• Work order
In the entries below, find each line bearing the string "dataTracker" and copy it.
== Data to use ==
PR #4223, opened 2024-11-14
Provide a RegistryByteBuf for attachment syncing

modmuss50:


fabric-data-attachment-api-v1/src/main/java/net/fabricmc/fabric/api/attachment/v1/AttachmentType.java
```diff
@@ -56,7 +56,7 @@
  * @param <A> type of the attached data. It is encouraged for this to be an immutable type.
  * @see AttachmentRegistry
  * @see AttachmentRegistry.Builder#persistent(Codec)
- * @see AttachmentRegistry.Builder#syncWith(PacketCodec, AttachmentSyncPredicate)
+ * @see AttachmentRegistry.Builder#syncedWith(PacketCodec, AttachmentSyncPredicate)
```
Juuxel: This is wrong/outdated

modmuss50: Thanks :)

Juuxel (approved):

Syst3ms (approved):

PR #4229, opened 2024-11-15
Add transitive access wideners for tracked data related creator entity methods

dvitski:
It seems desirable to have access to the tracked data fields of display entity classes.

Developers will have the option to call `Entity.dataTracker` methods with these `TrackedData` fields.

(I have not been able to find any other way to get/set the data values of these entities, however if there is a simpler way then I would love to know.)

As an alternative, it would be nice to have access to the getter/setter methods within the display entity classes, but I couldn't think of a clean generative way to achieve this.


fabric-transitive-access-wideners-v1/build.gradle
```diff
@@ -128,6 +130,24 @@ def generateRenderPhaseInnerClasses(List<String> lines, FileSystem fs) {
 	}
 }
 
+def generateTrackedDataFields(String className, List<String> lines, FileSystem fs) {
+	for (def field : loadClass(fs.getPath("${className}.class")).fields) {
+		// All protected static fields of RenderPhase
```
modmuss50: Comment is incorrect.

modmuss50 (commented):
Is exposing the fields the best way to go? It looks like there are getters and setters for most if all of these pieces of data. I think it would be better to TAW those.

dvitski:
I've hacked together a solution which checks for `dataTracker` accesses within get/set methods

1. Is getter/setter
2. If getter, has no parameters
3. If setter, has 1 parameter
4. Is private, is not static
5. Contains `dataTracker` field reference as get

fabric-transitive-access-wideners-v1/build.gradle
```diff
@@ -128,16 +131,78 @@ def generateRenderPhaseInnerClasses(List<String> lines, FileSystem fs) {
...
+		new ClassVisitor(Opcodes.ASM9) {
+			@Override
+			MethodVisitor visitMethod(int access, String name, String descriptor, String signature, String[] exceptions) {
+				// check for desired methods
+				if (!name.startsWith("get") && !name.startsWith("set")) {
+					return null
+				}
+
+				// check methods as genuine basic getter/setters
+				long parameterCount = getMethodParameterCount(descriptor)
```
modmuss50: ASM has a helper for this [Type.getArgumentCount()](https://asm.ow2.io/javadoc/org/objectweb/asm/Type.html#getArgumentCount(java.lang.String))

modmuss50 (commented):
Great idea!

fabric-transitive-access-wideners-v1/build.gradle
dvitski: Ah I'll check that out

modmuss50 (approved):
===
• Task result
Developers will have the option to call `Entity.dataTracker` methods with these `TrackedData` fields.
I've hacked together a solution which checks for `dataTracker` accesses within get/set methods
5. Contains `dataTracker` field reference as get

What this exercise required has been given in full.